In 2017, Maduro stripped the NCA of powers to convene a new one almost entirely made up of his supporters. The country’s electoral authorities also scheduled the 2018 presidential election half a year early. So, although Maduro became president in 2018, people questioned the legitimacy and fairness of the process.
Recent political developments
On Friday, the US Department of the Treasury’s Office of Foreign Assets Control (OFAC) announced sanctions on five officials aligned with Maduro who “continue to repress democracy and democratic actors in Venezuela and engage in significant corruption and fraud against the people of Venezuela”.
The targets of these sanctions are the head of Venezuelan National Intelligence Service (SEBIN) Manual Ricardo Cristopher Figuera, SEBIN’s First Commissioner Hildemaro Jose Rodriguez Mucura, Commander of Venezuela’s Directorate General of Military Counter-Intelligence Ivan Rafael Hernandez Dala, and the Director of the Venezuelan National Police’s Special Actions Force Rafael Enrique Bastardo Mendoza.
The OFAC also extended the sanctions to include state-owned oil company Petroleos de Venezuela S.A. President Manuel Salvador Quevedo Fernandez. This will block close to $7 billion in assets and cost Venezuela $11 billion in oil revenue, reports ABC News.
The sanctions mean that all property of these individuals will be blocked and reported to the OFAC; it also means that no one in the US can deal with them. However, OFAC clarifies these sanctions need not be permanent and have been instituted to create a positive change in behaviour.
US Vice President Mike Pence said the new sanctions against Maduro were an American reaction to human rights violations in Venezuela. “We stand with the people of Venezuela, their constitution & President Juan Guaidó to support delivery of humanitarian aid & a democratic transition,” he said.
The US also imposed visa restrictions and revocations on members of Maduro’s Constituent Assembly and Supreme Court judges.
Although Maduro disagrees with Trump’s critique of his socialist regime, he hoped to meet him to resolve the power struggle in Venezuela.
India’s stance on Venezuela
India does not recognise Guaidó as Interim President and refused to intervene in the country’s domestic tension.
The Wire reported that India-Venezuela relations have deepened since Indian oil companies invested in Venezuela; also, Indian pharmaceutical companies operate there. Reliance Industries signed a 15-year contract with PDVSA, as well.
Indian Oil Corporation Ltd even tweeted images of Manuel Quevedo, who has been sanctioned by the US, interacting with Indian officials at Petrotech 2019.
The US warned that it will not forget India’s importing of oil from Venezuela during this tumultuous time.

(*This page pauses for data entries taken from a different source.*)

PR #14020, opened 2024-10-07
Improve keybinding parsing for Unicode support

JustForFun88:
# Description

This pull request enhances the add_parsed_keybinding function to provide greater flexibility in specifying keycodes for keybindings in Nushell. Previously, the function only supported specifying keycodes directly through character notation (e.g., `char_e` for the character `e`). This limited users to a small set of keybindings, especially in scenarios where specific non-English characters were needed.

With this new version, users can also specify characters using their Unicode codes, such as `char_u003B` for the semicolon (`;`), providing a more flexible approach to customization, for example like this:

```nushell
{
    name: move_to_line_end_or_take_history_hint
    modifier: shift
    keycode: char_u003B # char_;
    mode: vi_normal
    event: {
        until: [
            { send: historyhintcomplete }
            { edit: movetolineend }
        ]
    }
}
```

## Motivation:

This enhancement allows better customization of vi mode in Nushell. For example, in the Russian layout, the `$` symbol (used for 'Move to end of line') coincides with the semicolon (`;`). Previously, it was not possible to assign `char_;` as the keycode, as the parser did not recognize it as a valid Unicode character.

This enhancement extends support for specifying keycodes using Unicode character codes (e.g., `char_u003B` for `;`), allowing users to more easily configure Nushell according to their preferred keyboard layouts and enhancing the overall flexibility of keybinding customization.

The new implementation preserves the performance of the old one and avoids redundant checks (`c.starts_with("char_")` and `c.chars().skip(5)`).

# User-Facing Changes

Added support for specifying keycodes using Unicode codes, e.g., char_u002C (comma - `,`):

```nushell
{
    name: <command_name>, # name of the command
    modifier: none,       # key modifier
    keycode: char_u002C,  # Unicode code for the comma (',')
    mode: vi_normal,      # mode in which this binding should work
    event: {
        send: <action>    # action to be performed
    }
}
```

### DIFF
--- a/crates/nu-cli/src/reedline_config.rs
+++ b/crates/nu-cli/src/reedline_config.rs
@@ -833,64 +833,76 @@ fn add_parsed_keybinding(
         }
     };
 
-    let keycode = match keybinding
+    let keycode_str = keybinding
         .keycode
         .to_expanded_string("", config)
-        .to_ascii_lowercase()
-        .as_str()
-    {
-        "backspace" => KeyCode::Backspace,
-        "enter" => KeyCode::Enter,
-        c if c.starts_with("char_") => {
-            let mut char_iter = c.chars().skip(5);
-            let pos1 = char_iter.next();
-            let pos2 = char_iter.next();
+        .to_ascii_lowercase();
 
-            let char = if let (Some(char), None) = (pos1, pos2) {
-                char
-            } else {
+    let keycode = if let Some(rest) = keycode_str.strip_prefix("char_") {
+        let error = |exp: &str, value| ShellError::UnsupportedConfigValue {
+            expected: exp.to_string(),
+            value,
+            span: keybinding.keycode.span(),
+        };
+
+        let mut char_iter = rest.chars();
+        let char = match (char_iter.next(), char_iter.next()) {
+            (Some(char), None) => char,
+            (Some('u'), Some(_)) => {
+                // This will never panic as we know there are at least two symbols
+                let Ok(code_point) = u32::from_str_radix(&rest[1..], 16) else {
+                    return Err(error("valid hex code in keycode", keycode_str));
+                };
+
+                char::from_u32(code_point).ok_or(error("valid Unicode code point", keycode_str))?
+            }
+            _ => {
+                return Err(error(
+                    "format 'char_<char>' or 'char_u<hex code>'",
+                    keycode_str,
+                ))
+            }
+        };
+
+        KeyCode::Char(char)
+    } else {
+        match keycode_str.as_str() {
+            "backspace" => KeyCode::Backspace,
+            "enter" => KeyCode::Enter,
+            "space" => KeyCode::Char(' '),
+            "down" => KeyCode::Down,
+            "up" => KeyCode::Up,
+            "left" => KeyCode::Left,
+            "right" => KeyCode::Right,
+            "home" => KeyCode::Home,
+            "end" => KeyCode::End,
+            "pageup" => KeyCode::PageUp,
+            "pagedown" => KeyCode::PageDown,
+            "tab" => KeyCode::Tab,
+            "backtab" => KeyCode::BackTab,
+            "delete" => KeyCode::Delete,
+            "insert" => KeyCode::Insert,
+            c if c.starts_with('f') => {
+                let fn_num: u8 = c[1..]
+                    .parse()
+                    .ok()
+                    .filter(|num| matches!(num, 1..=20))
+                    .ok_or(ShellError::UnsupportedConfigValue {
+                        expected: "(f1|f2|...|f20)".to_string(),
+                        value: format!("unknown function key: {c}"),
+                        span: keybinding.keycode.span(),
+                    })?;
+                KeyCode::F(fn_num)
+            }
+            "null" => KeyCode::Null,
+            "esc" | "escape" => KeyCode::Esc,
+            _ => {
                 return Err(ShellError::UnsupportedConfigValue {
-                    expected: "char_<CHAR: unicode codepoint>".to_string(),
-                    value: c.to_string(),
+                    expected: "crossterm KeyCode".to_string(),
+                    value: keybinding.keycode.to_abbreviated_string(config),
                     span: keybinding.keycode.span(),
-                });
-            };
-
-            KeyCode::Char(char)
-        }
-        "space" => KeyCode::Char(' '),
-        "down" => KeyCode::Down,
-        "up" => KeyCode::Up,
-        "left" => KeyCode::Left,
-        "right" => KeyCode::Right,
-        "home" => KeyCode::Home,
-        "end" => KeyCode::End,
-        "pageup" => KeyCode::PageUp,
-        "pagedown" => KeyCode::PageDown,
-        "tab" => KeyCode::Tab,
-        "backtab" => KeyCode::BackTab,
-        "delete" => KeyCode::Delete,
-        "insert" => KeyCode::Insert,
-        c if c.starts_with('f') => {
-            let fn_num: u8 = c[1..]
-                .parse()
-                .ok()
-                .filter(|num| matches!(num, 1..=20))
-                .ok_or(ShellError::UnsupportedConfigValue {
-                    expected: "(f1|f2|...|f20)".to_string(),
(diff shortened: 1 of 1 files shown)


fdncred:
Thanks for trying to help out. I haven't studied your code yet, but I like the idea of expanding this to support `uXXXX`. I always thought `char_X` was a bit limiting.

crates/nu-cli/src/reedline_config.rs
```diff
@@ -833,64 +833,76 @@ fn add_parsed_keybinding(
...
+            value,
+            span: keybinding.keycode.span(),
+        };
+
+        let mut char_iter = rest.chars();
+        let char = match (char_iter.next(), char_iter.next()) {
+            (Some(char), None) => char,
+            (Some('u'), Some(_)) => {
+                // This will never panic as we know there are at least two symbols
+                let Ok(code_point) = u32::from_str_radix(&rest[1..], 16) else {
```
fdncred, line 853: I wonder if we should limit the length of these hex characters to between 2 -8 or something like that? Or does the `char::from_u32(code_point)` cover that scenario already?

sholderbach:
I don't quite follow the example in your motivation. 

You can define a binding to `;` with the existing config logic as well, the limitation is only imposed by the unquoted string, a `;` semicolon will act as a statement separator so it only sees the `char_`. 

(we may want to check our general parser/grammar if the behavior of `;` in the record context is proper)

```nushell
       {
            name: history_menu
            modifier: none
            keycode: "char_;"
            mode: [emacs, vi_insert, vi_normal]
            event: { send: menu name: history_menu }
        }
```

One general limitation with some of those special characters is that the ANSI default keyboard protocol will not always carry the modifier info with some of those. What gets transmitted from the terminal is generally really the text. While on a QWERTY keyboard it would correctly show without modifier as found on the layout, with the Russian keyboard it probably won't show the `SHIFT-4` as it doesn't show a `SHIFT` for German QWERTZ (here `;` is in the shifted position of `,`)

crates/nu-cli/src/reedline_config.rs
JustForFun88: I thought about this but decided not to implement it because I didn't see much value in doing so. This implementation does not restrict the user in terms of the code format or the number of characters when specifying a character code. For example, the character `A` can be represented as `char_u41` or `char_u000041` with the current implementation. In other words, the number of leading, insignificant characters is not limited since they are not constrained by the `u32::from_str_radix` function itself. The main point is that both conversions, `u32::from_str_radix()` -> `char::from_u32()`, should succeed.

JustForFun88:
> I don't quite follow the example in your motivation.
> 
> You can define a binding to `;` with the existing config logic as well, the limitation is only imposed by the unquoted string, a `;` semicolon will act as a statement separator so it only sees the `char_`.
> One general limitation with some of those special characters is that the ANSI default keyboard protocol will not always carry the modifier info with some of those. What gets transmitted from the terminal is generally really the text. While on a QWERTY keyboard it would correctly show without modifier as found on the layout, with the Russian keyboard it probably won't show the `SHIFT-4` as it doesn't show a `SHIFT` for German QWERTZ (here `;` is in the shifted position of `,`)

Oh, I didn't know you could assign keys like `"char_;"`. That's definitely cool 😊. On the other hand, I think adding `uXXXX` won't be much of an inconvenience, and it allows, for example, separate categorization of uppercase and lowercase Latin letters. Although the latter is probably not very useful since switching is done via `SHIFT`. 

And you are right that `modifier: none + keycode: "char_;"` or `modifier: none + keycode: char_u003B` doesn't work. I found experimentally that you need to set `modifier: shift` for this to work 😊

fdncred:
IIRC, I think the issue was less about `char_;` and more about some special unicode character that aren't on english keyboards. Seems like the discussion for this was on discord somewhere but it was like a double u character now W but char_uu but one character. Maybe it would be better to have that as an example.

JustForFun88:
> IIRC, I think the issue was less about `char_;` and more about some special unicode character that aren't on english keyboards, although it is also about char_;. Seems like the discussion for this was on discord somewhere but it was like a double u character now W but char_uu but one character. Maybe it would be better to have that as an example.
> 
> Found it: https://discord.com/channels/601130461678272522/614593951969574961/1292426188765265951
> 
> ```nushell
> {
>     name: enter_vi_insert_mode
>     modifier: none
>     keycode: char_ш
>     mode: vi_normal
>     event: { *Some magic to change to vi_insert ??* }
> }
> ```

Oh, that's a different issue. I have some thoughts about adding a separate variant in `EventType`, like `EventType::Command`, and putting something like `Command::EnterViInsert` there. But I'm not sure yet. Another option would be to have `KeybindingsMode` store all three: `emacs_keybindings`, `insert_keybindings`, `normal_keybindings`, so that the Nushell mode can be changed on the fly.
If, of course, the Nushell team considers any of these changes acceptable.

fdncred:
I know getting insert mode to work is a different issue but i thought `char_ш` wouldn't work either, just as a key binding?

sholderbach:
> Found it: [discord.com/channels/601130461678272522/614593951969574961/1292426188765265951](https://discord.com/channels/601130461678272522/614593951969574961/1292426188765265951)
> 
> ```nushell
> {
>     name: enter_vi_insert_mode
>     modifier: none
>     keycode: char_ш
>     mode: vi_normal
>     event: { *Some magic to change to vi_insert ??* }
> }
> ```

Here the problem seems more towards what can be mapped and not the `char_` dispatch. We permit a single `char` (so anything that is one Unicode codepoint, not joined) as this the unit that we can decode via `crossterm`. 
From a readability and usability perspective I personally prefer that this binding is WYSIWYG. If you can generate character in the config with your keyboard you most likely can trigger the key via `crossterm`. One argument I can see is one might disambiguate via the Unicode id if you meant the `U+003B ;` semicolon or the confusable Greek question mark ` U+037E ; ` (but not sure what the keyboards/terminals do there)
The cyrillic alphabet as found on the keyboard also produces single codepoint chars e.g. `й` is its own `char` (2-bytes in UTF-8) and not some joined grapheme by combining `и` and some grave diacritic mark.

Our vi mode parser itself is not very advanced at the moment so doesn't permit remapping of anything in the state machine for the normal mode key sequences. So if you `:noremap` your way out of the incompatibilities of vim with non-QWERTY keyboards, we can't provide an easy way out at the moment.

JustForFun88:
> I know getting insert mode to work is a different issue but i thought `char_ш` wouldn't work either, just as a key binding?

No, just like the key binding char_ш works, there are no problems with that.

fdncred:
> No, just like the key binding char_ш works, there are no problems with that.

ok, my mistake. so, this PR is really about `char_;` alone then. still seems reasonable to me.

JustForFun88:
> Here the problem seems more towards what can be mapped and not the `char_` dispatch. We permit a single `char` (so anything that is one Unicode codepoint, not joined) as this the unit that we can decode via `crossterm`. From a readability and usability perspective I personally prefer that this binding is WYSIWYG. If you can generate character in the config with your keyboard you most likely can trigger the key via `crossterm`. 

I have to disagree on one point: the current implementation doesn't distinguish between uppercase and lowercase Latin characters, meaning you can't assign different actions to A and a, though this is possible for non-Latin characters. Therefore, WYSIWYG isn't fully achieved for Latin characters 🙂.

sholderbach:
> Therefore, WYSIWYG isn't fully achieved for Latin characters 🙂.

Yeah that lazy `to_ascii_lowercase` makes it a bit lax. In the history of `crossterm` there was a time where the capitalization of the shifted characters was less clearly defined so we probably went with that. But for all the ASCII alphabetical characters at least `shift` is properly detected (in contrast to the `Ctrl` versions)

fdncred:
@JustForFun88 it would be good to have some documentation on this change in the upcoming release blog if you have time? here's the current PR that people contribute things like this to https://github.com/nushell/nushell.github.io/pull/1566

JustForFun88:
> @JustForFun88 it would be good to have some documentation on this change in the upcoming release blog if you have time? here's the current PR that people contribute things like this to [nushell/nushell.github.io#1566](https://github.com/nushell/nushell.github.io/pull/1566)

I think that I can prepare PR tomorrow

PR #14029, opened 2024-10-08
Fix `dirs` removal warning

NotTheDr01ds:
# Description

* Primary purpose is to fix an issue with a missing escaped opening parenthesis in the warning message when running an old `dirs` alias.  This was creating an error condition from improper interpolation.

Also

* Incorporates #13842 feedback from @kubouch by renaming `std/lib` to `std/util`
* Removes duplication of code in `export-env`
* Renames submodule exports to `std/<submodule>` rather than `./<submodule>` - No user-facing change other than `view files` appears "prettier".
* In #13842, I converted the test cases to use `use std/<module>` syntax.  Previously, the tests were (effectively) using `use std *` (due to pre-existing bugs, now fixed).

  So "before", we only had test coverage on `use std *`, and "after" we only had test coverage on `use std/<module>`.  I've started adding test cases so that we have coverage on *both* scenarios going forward.

  For now, `formats` and `util` have been updated with tests for both scenarios. I'll continue adding the others in future PRs.

# User-Facing Changes

No user-facing changes - Bug fix, refactor, and test cases only

# Tests + Formatting

# After Submitting

Still working on updating the Doc.  I ran into the `dirs` issue while writing it and rabbit-trailed to fix it in this PR.


crates/nu-std/std/deprecated_dirs.nu
```diff
@@ -26,7 +26,7 @@ print -e $"
 (ansi red)Warning:(ansi reset) The 'std dirs' module will no longer automatically
 be loaded in the next release. To continue using the Shells
 feature, and to remove this warning, please add the following
-to your startup configuration (typically env.nu or config.nu):
+to your startup configuration \(typically env.nu or config.nu):
```
kubouch, line 29: Doesn't it need `\(` as well?

NotTheDr01ds: > Doesn't it need `\)` as well?

Unless there's a corner case I'm missing, I've only never needed to escape the opening.  I guess it never hurts to escape both - But ... maybe *that's* the corner case ;-)

```nu
$"(ansi red)\(Literal)(ansi reset)"
```

Want me to change it or leave it?

crates/nu-std/std/mod.nu
```diff
@@ -29,11 +29,6 @@ export module ./dirs {
...
 # Workaround for #13403 to load export-env blocks from submodules
 export-env {
-    # log
-    $env.NU_LOG_FORMAT = $env.NU_LOG_FORMAT? | default "%ANSI_START%%DATE%|%LEVEL%|%MSG%%ANSI_STOP%"
-    $env.NU_LOG_DATE_FORMAT = $env.NU_LOG_DATE_FORMAT? | default "%Y-%m-%dT%H:%M:%S%.3f"
-    
-    # dirs
-    $env.DIRS_POSITION = 0
-    $env.DIRS_LIST = [($env.PWD | path expand)]
+    use std/log []
```
fdncred, line 32: what's the point of `use std/log []` vs `use std/log *` or `use std/log`?

fdncred (approved):
I just had a question but it's probably not worth blocking.

crates/nu-std/std/mod.nu
NotTheDr01ds: Honestly, I just reverted it to its original form.  At some point I had mucked with it and broke it.

I think the point is to eval the `export-env` block without actually importing anything (an empty list of command imports).

Interestingly, this PR reduced load times of `use std *` by another 2ms. I really don't see anything in my changes that would have made it faster, but I'm not complaining.

fdncred:
Thanks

To this, Spokesperson for the Ministry of External Affairs Raveesh Kumar said, “We don’t have any barter system with Venezuela; commercial considerations and related factors will determine the value of trade.”
He also stressed that India and Venezuela enjoy close and cordial relations. “We are, of course, monitoring the evolving situation in the country. It is for the people of Venezuela to find a political solution to resolve the differences through constructive dialogue and discussion without resorting to violence,” he added.